First, we conduct a number of statistical analyses to ensure that our methods of converting the raw data into measures of average test scores are accurate. For example, in a small subset of school districts, students take the NAEP test in addition to their state-specific tests. Since the NAEP test is the same across districts, we can use these districts’ NAEP scores to determine the accuracy of our method of converting the state test scores to a common scale. When we do this, we find that our measures are accurate, and generally yield the same conclusions about relative average test scores as we would get if all students took the NAEP test. For more information on these analyses, see Validation methods for aggregate-level test scale linking: A case study mapping school district test score distributions to a common scale” paper.

Second, one might be concerned that our learning-rate estimates might be inaccurate, because they do not account for students moving in and out of schools and districts. For example, if many high-achieving students move out of a school or district in the later grades and/or many low-achieving students move in, the average test scores will appear to grow less from 3rd to 8th grade than they should. This would cause us to underestimate the learning rate in a school or district.

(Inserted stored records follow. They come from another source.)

PR #270, opened 2019-04-11
set permitted params for search helper

WKocur:
This is just a start as I think 'sanitisation' will be needed elsewhere, but my main questions are:

1) does it seem ok to use permit like this
2) am I using the right list of permissible parameters (from Search.rb)
3) Why is params an argument for clear_filters_link (wouldn't they be accessibly in the method under `params` anyway?)
4) The two commented out links in `.../search/index.html.erb` are not visible on pp? What should they do/should they be visible?


WKocur:
Ideally you could set the permitted params on an action/controller basis...

PR #274, opened 2019-04-18
Feature/temporal wdpa

WKocur:


app/controllers/historic_wdpa_controller.rb
```diff
@@ -0,0 +1,13 @@
+class HistoricWdpaController < ApplicationController
+  def index
+    wdpa_releases = HistoricWdpaRelease.all.order(:year, :month).as_json
+
+    wdpa_releases.each do |release|
+      release[:name] = "#{release['year']} - #{Date::MONTHNAMES[release['month']]}"
```
lucacug: It looks very good, I would only change this to `release['name']` for consistency.

lucacug (commented):
@WKocur  I can't see the PR on the PP db repo related to the migration you have added

WKocur:
> @WKocur I can't see the PR on the PP db repo related to the migration you have added

Oops, because there wasn't one! I've made one now. I'm assuming it should be with develop...

app/controllers/historic_wdpa_controller.rb
WKocur: Cheers - will change that now :)

lucacug (commented):
Looks good now from the BE side. Happy to merge if @stacytalbot has already checked the FE bits...

PR #285, opened 2019-05-13
Marine updates

stacytalbot:
Deployed to staging.
Please can you review and if all ok I will get sign off from client before we merge into develop.

https://unep-wcmc.codebasehq.com/projects/protected-planet-support-and-maintenance/tickets/28


WKocur:
Also there's a failing test, although it doesn't seem related... Is this a known failing test?

WKocur:
Re Ed's comment - I think the wrong bit has been made with 2dps

WKocur:
@stacytalbot All seems to work - I'm happy to approve this if Ed is happy with it. There are a couple of places where I might have more/fewer decimal places, but best to let Ed have the call on that.

PR #286, opened 2019-05-15
Feature/Add restricted protected areas flag

drewpotter:
This is the initial work to add a boolean flag `restricted` to the `PameEvaluation` model. As well as creating a needed join table between `pame_evaluations` and `countries`, as well as modifying the import module for this change.

(cherry picked from commit 623dd4951e5d0c8f44011cd79a5ef92acef8e869)


lib/modules/wdpa/pame_importer.rb
```diff
@@ -29,16 +32,17 @@ def self.import
           ps.language   = row[12]
         end
 
-      if protected_area.nil?
-        missing_pas << wdpa_id
-      else
-        PameEvaluation.where({
+      if protected_area.nil? && (restricted == false) # If PameEvaluation doesn’t have a PA and isn’t restricted it should be deleted.
```
Levia: Could you please add the relevant comments just before the line they refer to rather then within the same line? 
Also, when it's just about one atomic boolean condition, I feel like parenthesis are not really necessary to encapsulate that.

Both are for readibility reasons.
Same in the `elsif` condition below. Exception made for the first group of paranthesis which are encapsulating boolean conditions correctly.

.gitmodules
```diff
@@ -1,4 +1,4 @@
 [submodule "db"]
   path = db
   url = https://github.com/unepwcmc/protectedplanet-db.git
-  branch = master
+  branch = feature/add-restricted-protected-areas-flag
```
Levia: Could you please revert this back to the main branch?
This would only need to be changed locally

lib/modules/wdpa/pame_importer.rb
drewpotter: Thanks @Levia I will fix this!

.gitmodules
drewpotter: Thanks @Levia I will change this too!

PR #153, opened 2019-03-05
WIP: stan math 1135 experiment (linux only)

riddell-stan:
updated source, hitting some problems getting models to compile. will try with cmdstan


riddell-stan:
On my local machine this segfaults when `import`ing the compiled extension module. This is likely `gdb` debug-able.

riddell-stan:
We'll try this again once 2.19 is officially released.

To determine how accurate our learning-rate estimates are, we compared them to the estimated learning rate we would get if we could track individual students’ learning rates over time. Working with research partners who had access to student-level data in three states, we determined that our learning-rate estimates are generally sufficiently accurate to allow comparisons among districts and schools. We did find that our learning-rate estimates tend to be slightly less accurate for charter schools. On average, our estimated learning rates for charter schools tend to overstate the true learning rates in charter schools in these three states by roughly 5%. This is likely because charter schools have more student in- and out-mobility than traditional public schools. It suggests that learning-rate comparisons between charter and traditional public schools should be interpreted with some caution.

Third, we have constructed margins of error (“standard errors”) for each of the measures of average test scores, learning rates, and trends in average scores. These standard errors can be used in statistical analyses and comparisons. Interested users can download data files that include these standard errors from our Get the Data page.

Fourth, we do not show any estimates on the website where the margin of error is large. In places where there are a small number of students (or a small number of students of a given subgroup), the margin of error is sometimes large; we do not report data in such cases. Margins of error of school learning rates are also large when there are only two or three grade levels in a school; as a result, roughly one-third of schools are missing learning rates on the website. Note that estimates for all schools—even those with large margins of error—are in the downloadable data files for researchers.

For interested readers and data-file users

For more detail on how we construct the estimated test score parameters using the methods described here, please see the technical documentation. For more detail on the statistical methods we use, as well as information about how accurate the estimates are, please see our technical papers.